STAR for aligning RNA-seq data to the reference
samtools for sorting and indexing the BAM files obtained from STAR.
lodei for differential RNA editing analysis.

Keep in mind to set the --library parameter of lodei properly. If you are unsure what kind of library type (strandedness) your data is, have a look at the FAQ and https://github.com/rna-editing1/getlibtype

FAQ

What kind of annotation file do I need to use?

The annotation file provided in GFF format that LoDEI takes as input should contain the genomic regions of interest for your analysis question. LoDEI uses a sliding window approach. For a given genomic region (that’s an entry/line in your GFF), LoDEI calculates the differential editing for all windows that fit into that given region.
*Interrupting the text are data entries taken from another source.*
PR #18, opened 2020-03-23
Evaluation Suite

slesarev-hub:


proposal.rst
```diff
@@ -162,7 +161,7 @@ FILLME
 .. these are few, it is usually possible to get enough done across Summer of
 .. Code to make for a worthwhile project.
 
-FILLME
+Monday–Friday 7am-1am UTC, but I can move it if needed.
```
jaylett: You seem to be suggesting you'll work 18 hours a day, for a total of 90 hours a week. I'd gently suggest that this is far too much to contribute at your best capability for a sustained project across months.

proposal.rst
```diff
@@ -268,7 +267,29 @@ Project Timeline
...
+
+In each next position assumes that testing and writing cross-platform part is included.
+
+* 1 Week - integrate datasets 
+
+* 2 Weeks of exams (situation with exams is very unstable now in my University, so I timeline may change in this case)
+
+* 1 Week - solve possible problems with the size of datasets
+
+* 3 Weeks - implement ListMLE, ListNet and SVM evaluation api
```
jaylett: We're expecting quite a bit more detail than this, particularly for a 3 week segment. What do you mean by an "evaluation API" in this case? How will it relate to the previous work on xapian-evaluation mentioned in the letor stabilisation project page (linked from the evaluation suite project description)? How will it related to the `Scorer` classes already in the letor codebase? What would be different about the support for ListMLE, ListNet and SVM? Are you going to tackle the outstanding PRs from last year's letor project, or is this just about evaluation (in which case why are you focussing it on the letor rankers, rather than all weighting approaches)?

It's probably worth taking a step back and explaining in your proposal how and why someone would use this. You say in your motivation answer that it will be "useful for users [who] want to understand Xapian abilities", but ideally an evaluation system would also allow them to choose which ranking algorithm (including letor Ranker) and parameters works best for their case — and to allow the Xapian developers to keep track of which ones work best for which common real-world examples, so we can choose appropriate defaults that work well in general use.

I think it'd be good to sketch out how someone would use this project. Is it a tool that people run? (A bit like xapian-evaluation.) Is it a set of classes in Xapian? (A bit like Scorer.) Or perhaps it's a tool built on internal classes, so people can use the metrics in their own tools, or can evaluate performance using an easy-to-run one.

Also, what datasets are you going to evaluate over? It seems natural that part of this project would involve running the evaluation suite, for which you'll need a corpus and some test queries (ideally pre-labelled). A problem that vivekp ran into was that different datasets have different formats, so either you need to have a single format that is documented that others can be transformed into, or maybe you'll need a library of support for different formats.

proposal.rst
```diff
@@ -268,7 +267,29 @@ Project Timeline
...
+
+If no troubles appeared, I can try to develop suite for performance testing:
+
+* 1 Week - get familiar with data indexing and searching api
+
+* 1.5 Weeks - tests for indexing
+
+* 1.5 Weeks - tests for searching
```
jaylett: Again, we expect to see more detail. What are you actually aiming to test here? The project description mentions time taken, memory used, and disk space used — but there are other options (such as user + system CPU time) that could be useful as well.

As with the evaluation side, what dataset(s) do you want to work with?

proposal.rst
```diff
@@ -313,4 +334,4 @@ you plan to use, please give details.**
 .. to clearly identify that code (and keep existing licensing and copyright
 .. details intact), and to check with the mentors that it is OK to use.
 
-FILLME
+I don't know exactly, maybe some third-party api for interacting with big datasets will be needed.
```
jaylett: What problems do you think you might encounter that would lead to needing this? Where would they fit within Xapian (which itself is already a system for dealing with at least medium-sized datasets, depending on your definition of size)?

proposal.rst
```diff
@@ -267,29 +285,29 @@ Project Timeline
...
 .. in your project timeline.
 
-* Weeks of bonding: get familiar with ranking algorithms, search for suitable datasets, assessment of the complexity of integrating large databases, and performance tests.
 
-In each next position assumes that testing and writing cross-platform part is included.
+* Weeks of bonding: Get more familiar with ranking algorithms, select specific suitable parts of the above datasets, discuss what is wrong with `#278 <https://github.com/xapian/xapian/pull/278>`_.
 
-* 1 Week - integrate datasets 
+* 1 Week - FIRE dataset integration. Each user have to download it by themself, because of 
+registration required. Implement training process using Letor API.
```
jaylett, line 304: What will it mean to implement the training process? Do we have a parser for FIRE, or one close enough to adapt, or will you be writing something from scratch? What does "implement training process" mean here? The letor API provides all the hooks for doing this, so is this adding more functionality to xapian-evaluation, or some new tool?

proposal.rst
```diff
@@ -180,39 +180,57 @@ Motivations
...
 
 Project Details
 ---------------
 
-.. Please go into plenty of detail in this section.
-
 **Describe any existing work and concepts on which your project is based.**
 
-There are several ranking algorithms with pretty same api implemented in Letor. So I think manager class should be developed to evaluate ranking and logging results. It will better to integrate it with testing classes, because it makes possible to develop suite for perfomance rating, wich will useful not only for ranking, but for all test cases. 
+There are several ranking algorithms with pretty same api implemented in Letor. So I think manager class should be developed to evaluate ranking and logging results. It will better to integrate it with Letor classes. Additional task is to improve perftest suite by running it on real data, wich will useful not only for ranking benchmark, but for all test cases. More detailed:
```
jaylett: I think you should try to spell out in more detail what you mean by a manager class to evaluate ranking and logging results. That sounds like two different pieces of work, so it's not immediately clear why one manager would deal with this.

Evaluation (how well we rank documents for queries) and performance testing are very different things. If you want to tackle them both, then I'd treat them as totally different subprojects, which means they need their own rationale, their own description and project breakdown, and their own steps in the timeline.

proposal.rst
```diff
@@ -180,39 +180,57 @@ Motivations
...
+
+* Implement class for preparing data, i.e. download it and convert to suitable form. The most convenient dataset is `FIRE <http://fire.irsi.res.in/fire/static/data>`_ and `TREC <https://trec.nist.gov/data/t2002_filtering.html>`_. It is hard to fully generalize this case, so I prefer to implement parser for each dataset:
+
+	* FIRE queries stored in inappropriate format, they should be transformed to use them in Xapian; It will possible to use English language corpus, because Eglish stemmer exists in Xapian.
+
+	* TREC dataset has big enough amount of documents, it is possible to combine some of them during pasing to create more complex queries.
+
+* Implement evaluator. According to xapian-letor/tests/api_letor.cc it is no big difference in applying rankers to data, it should just apply algorithms and return scores, so it could be another one class in xapian/letor. It would be nice to be able to call it same way as make check.
```
jaylett: How can you make this as simple as `make check`? Will there be a standard place to store the source corpus, queries, and qrels? What do you actually want people to be able to run? Writing out the steps that someone will have to take to use this will help you break down what you need to implement, as well as ensure we understand clearly what you are proposing.

proposal.rst
```diff
@@ -180,39 +180,57 @@ Motivations
...
+
+* Write suite for combining documents. TREC dataset has big corpus of small documents. To get more content small documents could be merged. Also queries and qrels have to be transformed. After that evaluation could be done using Xapian API logic operations for queries. Since it is not needed for every Letor run, it should be separate tool, like xapian-letor/bin/xapian-prepare-trainingfile.cc.
```
jaylett: If you combine documents, are the qrels going to make any kind of sense? Is there some paper or technique you're proposing to transform the qrels? Also, since you subsequently talk about wikipedia (which has large as well as small documents), do you actually need to do this?

proposal.rst
```diff
@@ -180,39 +180,57 @@ Motivations
...
+There are several ranking algorithms with pretty same api implemented in Letor. So I think manager class should be developed to evaluate ranking and logging results. It will better to integrate it with Letor classes. Additional task is to improve perftest suite by running it on real data, wich will useful not only for ranking benchmark, but for all test cases. More detailed:
+
+* Implement class for preparing data, i.e. download it and convert to suitable form. The most convenient dataset is `FIRE <http://fire.irsi.res.in/fire/static/data>`_ and `TREC <https://trec.nist.gov/data/t2002_filtering.html>`_. It is hard to fully generalize this case, so I prefer to implement parser for each dataset:
+
+	* FIRE queries stored in inappropriate format, they should be transformed to use them in Xapian; It will possible to use English language corpus, because Eglish stemmer exists in Xapian.
```
jaylett: What is inappropriate about the format in FIRE? What are you going to transform them to?

proposal.rst
```diff
@@ -180,39 +180,57 @@ Motivations
...
+
+* Implement evaluator. According to xapian-letor/tests/api_letor.cc it is no big difference in applying rankers to data, it should just apply algorithms and return scores, so it could be another one class in xapian/letor. It would be nice to be able to call it same way as make check.
+
+* Write suite for combining documents. TREC dataset has big corpus of small documents. To get more content small documents could be merged. Also queries and qrels have to be transformed. After that evaluation could be done using Xapian API logic operations for queries. Since it is not needed for every Letor run, it should be separate tool, like xapian-letor/bin/xapian-prepare-trainingfile.cc. 
+
+* It is possible to use Wikipedia dumps as data for perftest. `Wikipedia <https://dumps.wikimedia.org/enwiki/latest/>`_ corpus just stores XML file with links to articles and some info, so it each document should be downloaded and indexed individually. Also plain text `extractor <https://github.com/RaRe-Technologies/gensim/blob/develop/gensim/corpora/wikicorpus.py>`_ and query fabricator needed.
```
jaylett: Why should each document be downloaded individually? Can't you index from the single wikidump?

proposal.rst
```diff
@@ -180,39 +180,57 @@ Motivations
...
 
 **Do you have any preliminary findings or results which suggest that your
 approach is possible and likely to succeed?**
 
-I worked with Xapian test harness, it has BackendManager class wich makes testing databases api easier. I believe ranking benchmark should be done in similar way. 
+I worked with Xapian test harness in `#758 <https://trac.xapian.org/ticket/758>`_, it has BackendManager class wich makes testing databases api easier. I believe ranking benchmark should be done in similar way.
```
jaylett: This isn't really a preliminary finding; it's a belief you have based on looking at something quite different. You should indicate in detail how you want the ranking benchmark to be used by people.

proposal.rst
```diff
@@ -180,39 +180,57 @@ Motivations
...
 
 **What other approaches have you considered, and why did you reject those in
 favour of your chosen approach?**
 
-Another way is to create ranking suite as part of Letor, but it is not clear enough how to develop performance measurement api in this case.
+I have discussed the possibility of using web datasets like INEX, but there are several reasons to store dataset locally:
```
jaylett: INEX has at least some downloadable datasets, so I don't understand what problem you're articulating.

proposal.rst
```diff
@@ -180,39 +180,57 @@ Motivations
...
+
+* Most of Web-API datasets requires an account creation, which is not suitable for Xapian users.
+
+* All data should be stored locally at least in parts to be indexed.
```
jaylett, line 235: Is this true? It might be more convenient, but "should" is a strong word. If you're indexing a million 1MB documents, that's a lot of storage that you'll need: for the source documents, then more for the database you're building. In that situation, would it be more useful to be able to index online documents instead?

(I'm *not* saying that you should take this route. I'm saying that you should be more precise in your statements in the proposal. If you say something like "we should do things this way" then you need to back that up with either references to existing work or research, or your own argument.)

proposal.rst
```diff
@@ -180,39 +180,57 @@ Motivations
...
 
 **Please note any uncertainties or aspects which depend on further research or
 investigation.**
 
-Databases could be too big to store them on local machine, or too big for memory, which could cause inaccuracies in performance tests, because of reading from disk. Also I don't know how different ranking algorithms are, so it could impact timeline.
+Databases indexing time could be big enouth, in connection with this, difficulties may arise during implementation.
```
jaylett: Big enough for what? What difficulties are you worried about? (There are always difficulties in implementation, but if you have specific ones you're concerned about, make that clear.)

proposal.rst
```diff
@@ -267,29 +285,29 @@ Project Timeline
...
 
-* 1 Week - integrate datasets 
+* 1 Week - FIRE dataset integration. Each user have to download it by themself, because of 
+registration required. Implement training process using Letor API.  
 
-* 2 Weeks of exams (situation with exams is very unstable now in my University, so I timeline may change in this case)
+* 2 Weeks of exams (situation with exams is very unstable now in my University, so I timeline may change in this case).
 
-* 1 Week - solve possible problems with the size of datasets
+* 1 Week - add function for selecting scorer and ranker. It would be nice to write API allows user to select default sets of queries to run and run specified queries. For that purpose update build system to be able to run suite from terminal.
```
jaylett: The evaluation suite can currently be run from the terminal, so I'm not sure what you're going to change here.

When you say "add function for selecting scorer and ranker", are you thinking something like the Registry we use for things like Weight classes, or something like `Weight::create()`? Most people writing code would just instantiate the classes they need, although in the evaluation suite there is a need for people to set configuration (somehow — and you should be clear how you want them to do this) saying which ranker(s) to evaluate.

Do you need people to select different scorers? Is there a reason not to run all of them and report the results?

proposal.rst
```diff
@@ -267,29 +285,29 @@ Project Timeline
...
+* 1 Week - TREC dataset integration. It has similar format to FIRE, it should not be problem to integrate it. Start writing tool for combine docs.
 
-If no troubles appeared, I can try to develop suite for performance testing:
+* 1 Week - combine tool API should support plain logical operations, it could take time to implement them.
 
-* 1 Week - get familiar with data indexing and searching api
+* 1 Week - prepare tool for text data extracting from Wikipedia.
 
-* 1.5 Weeks - tests for indexing
+* 1 Week - add functionallity to perftest to drop system cache for more accurate results and run one case multiple times to get average time consuming.
```
jaylett: What do you mean by "system cache"? Are you talking about the VM / filesystem cache that most Unix-like operating systems have? How are you going to drop that? Is a run with a cold cache indicative of real-life use? Are you talking about running multiple times dropping the cache each time, or dropping the cache at the beginning then running a number of times? How many times is sensible? Should that be user configured?

proposal.rst
```diff
@@ -267,29 +285,29 @@ Project Timeline
...
 
-* 1.5 Weeks - tests for searching
+* 1 Week - implement Wikipedia data loader and queries for it, write performance tests for filling db with documents, iterating over documents.
 
-* 1 Week - solving problems and integrate tests to build system
+* 1 Week - add perftest to autotools srcipt, as it advised in `#107 <https://trac.xapian.org/ticket/107>`_. If time is left, add function to fork test case in new process and measure it memory usage.
```
jaylett: Why do you need to fork to measure memory usage? Can you not use `getrusage()` or similar within the performance test? Or are you worried about significant overhead from the performance test itself? Are you going to check memory usage several times and graph it? How are you going to report what you find?

jaylett (commented):
You've started to add more detail, but I think you can dig a lot deeper. I've tried to give you some suggestions, both in this review and my previous one, of questions you can ask yourself to get into the details of what your project will entail. The more you plan up front, the more you understand before you start writing code. That generally allows you to do more in the same amount of time.

proposal.rst
ojwb: And how do you decide which groups of documents to combine?

Just grouping documents arbitrarily (e.g the first 10 docs together, then the next 10 together, etc) would produce larger documents, but they won't be representative of what a real dataset with 10x larger documents would be like.

Even combining small documents on the same subject may not produce a realistic larger document.  Think what the concatenated text of 1000 tweets on the same subject would look like - nobody would write a (say) 30,000 word document which looked like that.

Unless you have a good technique for this, it'll be better to find a test dataset with a larger document size.

proposal.rst
ojwb: I think @slesarev-hub probably looked at the wrong file.  There are various different dumps with different contents, but `enwiki-latest-pages-articles.xml.bz2` (or similar) contains the full text of all the articles.

We definitely shouldn't be automated the fetching of individual articles - such mass downloading is abusive of wikipedia's servers and liable to get people blocked.

proposal.rst
```diff
@@ -268,7 +285,29 @@ Project Timeline
...
+
+* 1 Week - combine tool API should support plain logical operations, it could take time to implement them.
+
+* 1 Week - prepare tool for text data extracting from Wikipedia.
+
+* 1 Week - add functionallity to perftest to drop system cache for more accurate results and run one case multiple times to get average time consuming.
+
+* 1 Week - implement Wikipedia data loader and queries for it, write performance tests for filling db with documents, iterating over documents.
+
+* 1 Week - add perftest to autotools srcipt, as it advised in `#107 <https://trac.xapian.org/ticket/107>`_. If time is left, add function to fork test case in new process and measure it memory usage.
```
ojwb: `perftest` is already integrated in the autotools build system - that isn't what #107 is about at all.

The fundamental problem with `perftest` is it is entirely based on randomly-generated data, and that means it isn't representative of real-world use (or at least we can't trust that it is).  That makes profiling and optimisation based on `perftest` results dubious at best.

We want a performance test suite based on real world data, or at least data that's very carefully randomly generated to match real data in ways that matter (but just using real data seems simpler).

ojwb:

ojwb:
Thanks for you proposal.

Thus, your GFF file should fulfill the following requirements:

Make sure your GFF annotation file does not contain redundant entries. The genomic locations in your file should be unique and not overlapping with each other. Common genomic annotation files like basic gene annotation files obtained from gencodegenes.org should not be used without prior filtering since annotation files typically contain many redundant genomic locations since they contain genes, transcripts, and exons. A starting point for standard RNA-seq might be the set of protein-coding genes (but it depends on your experiment):
```
grep -P  "gene\t.*gene_type=protein_coding" gencode.v47.basic.annotation.gff3 > gencode.v47.basic.annotation_genes_protein_coding.gff3
```
Ensure that the annotation file you provide to LoDEI covers a large set of genomic locations to ensure that LoDEI gets enough data to calculate q values.

Should I use –rm_snps?

Short answer: if you are unsure, yes. Long answer: If you compare datasets from the same cell line you typically don’t need that option. If the sets that you compare against each other contain sequencing data from different cells/samples/patients/etc. you should use this option.

How do I infer the library type of my data?
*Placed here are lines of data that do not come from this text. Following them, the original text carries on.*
PR #19, opened 2020-03-25
Weighting Schemes

dipanshu124:
Please Review it .

### DIFF
--- a/proposal.rst
+++ b/proposal.rst
@@ -79,7 +79,7 @@ About You
 
  * IRC nickname(s): dipanshu
 
- * Any personal websites, blogs, social media, etc: FILLME
+ * Any personal websites, blogs, social media, etc: https://www.facebook.com/profile.php?id=100004662888280
 
  * github URL: dipanshu124@github.com
 
@@ -87,7 +87,7 @@ About You
 
 .. Tell us a bit about yourself.
 
-I am a Computer Science student of Indian Institute of Technology ,Kanpur,INDIA.I am proficient in C and C++ .As a hobby ,I practice Competitive Programming . Apart from programming, I am also very fond of Mathematics.
+I am a Computer Science student of Indian Institute of Technology , Kanpur,INDIA.I am proficient in C and C++ .As a hobby ,I practice Competitive Programming . Apart from programming, I am also very fond of Mathematics.
 
 Background Information
 ----------------------
@@ -107,7 +107,7 @@ No,This is the first time.
 **Please tell us about any previous experience you have with Xapian, or other
 systems for indexed text search.**
 
-Before intending to apply for gsoc,I didn't have much experience.Now I have been using Xapian since the past 2 months.I am familiar with its indexed text search and also with the implementation of current Weighting schemes(the part where I intend to work).
+Before intending to apply for gsoc,I didn't have much experience.Now I have been using Xapian since the past 1 month.I am familiar with its indexed text search and also with the implementation of current Weighting schemes(the part where I intend to work).
 
 **Tell us about any previous experience with Free Software and Open Source
 other than Xapian.**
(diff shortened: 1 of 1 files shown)


proposal.rst
```diff
@@ -268,8 +294,64 @@ Project Timeline
...
+ Week 3(18 MAY-24 MAY)
+     Going through Xapian Evaluation files in detail.
+ Week 4(25 MAY-31 MAY)
+     Time for any other discussion needed prior to coding.
+  
+ **Coding**
+  Week 1(1 JUN-6 JUN)
+      - implement Entropy and Global frequency IDF (1 day)
+      - write test cases for Entropy and Global frequency IDF (3 days)
+      - make PR for these changes and getting it reviewed and completing documentation simultaneously (1 day)
```
jaylett: Even though you have some experience with our PR process, I'd suggest leaving more time for the first PR merge of the project. If everything goes more smoothly, you can replan at one of the two "midterm" evaluations.

You talk about documentation here (and in the other subprojects), but it'd be good to understand whether you're talking about API docs, the user guide, or something else. If you want to show how to use some of these new weighting schemes in the user guide, there'll likely be some more work so it might be worth having a subproject to do a number of them in one go.

proposal.rst
```diff
@@ -268,8 +294,64 @@ Project Timeline
...
+      - make changes in trec_search.cc (2 days)
+  Week 10(2 AUG-8 AUG)
+      - write test cases for these changes (3 days)
+      - make PR for these changes and getting it reviewed and completing documentation simultaneously (2 days)
+  Week 11(9 AUG-15 AUG)
+      - Compare effectiveness of different normalisations .
+      - make documentation for these results.
+  Week 12(16 AUG-22 AUG)
+  
+This week is kept as buffer week.Also due to the COVID-19 outbreak in my country,Our exams have been rescheduled but the dates aren't decided.So there is a possibility that I might have exams during the coding period.But they wont last more than a week.
```
jaylett: Are there "stretch" goals you could consider if you get everything done on or ahead of schedule and don't need the buffer?

proposal.rst
```diff
@@ -268,8 +294,64 @@ Project Timeline
...
+      - Add support for the new normalisations in Weight::create().This includes the changes to be made in Registry(3 days)
+      - make PR for these changes and getting it reviewed and completing documentation simultaneously (1 day)
+      - Rest of days are kept free to complete back log if any.
+  Week 9(26 JUN-1 AUG)[Evaluation 2]
+      - submit evaluation.
+      - make changes in config_file.cc (2 days)
+      - make changes in config_file.h (1 day)
+      - make changes in trec_search.cc (2 days)
+  Week 10(2 AUG-8 AUG)
+      - write test cases for these changes (3 days)
```
jaylett: Note that right now xapian-evaluation doesn't have an automated tests at all, so you'll need to figure out what you're actually doing here.

proposal.rst
```diff
@@ -268,8 +294,64 @@ Project Timeline
...
+      - make PR for these changes and getting it reviewed and completing documentation simultaneously (2 days)
+  Week 11(9 AUG-15 AUG)
+      - Compare effectiveness of different normalisations .
```
jaylett: What dataset are you proposing for this?

jaylett (commented):
You have some good detail in here, although since you still have time before submissions close it's always worth seeing if there's more you can add. I would definitely look at adding some stretch goals, since even if you don't have time to get to them it will help you think now about the direction of the project. Something that successful projects often do when they come to their final writeup (the very last step of GSoC) is to propose future ideas that come naturally from the project. Some of that will be stretch goals you didn't get to, although some may come from things you discover during the project. (Some of those proposed future ideas may end up as GSoC projects for someone in a future year!)

proposal.rst
dipanshu124: I have added more time for PR merge as suggested. If even more time is required,I would be happy to utilize the first weekend for first PR merge.
I have updated that I am talking about user guide. In this my aim is to advice users which normalisation they should use depending on their dataset.
If I make the documentation a subproject ,then the time I have in the PR merge process won't be utilized.That is the only reason I am doing documentation in patches.

proposal.rst
dipanshu124: I have now added the Stretch goals.

proposal.rst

To run LoDEI it is required to specify the library type for your sequencing data via the --library parameter. We provide the additional small program getlibtype here https://github.com/rna-editing1/getlibtype to help you identifying your library type. LoDEI uses the same library type specification as Salmon (https://salmon.readthedocs.io/en/latest/library_type.html). getlibtype is a small wrapper for salmon that utilizes salmon only for the library type detection.

Why is the library type so important?

Detecting RNA editing is based on scanning for mismatches between the sequencing data and the reference genome. In case of A-to-I editing, publications typically refer to the analysis of A/G mismatches between the reads and the reference. This description is correct from the perspective of 5’-3’ transcript orientation and transcripts that originate from genes from the forward strand. Unfortunately, transcripts can be located on the forward or reverse strand of the genome and the used sequencing chemistry has an impact on the type of mismatches with respect to the relative orientation of transcripts. In other words, the type of mismatch to look at is dependent on the location of the gene (forward or reverse) and the underlying sequencing chemistry. To ease the analysis and not getting down into this rabbit hole, LoDEI takes care of all of this internally.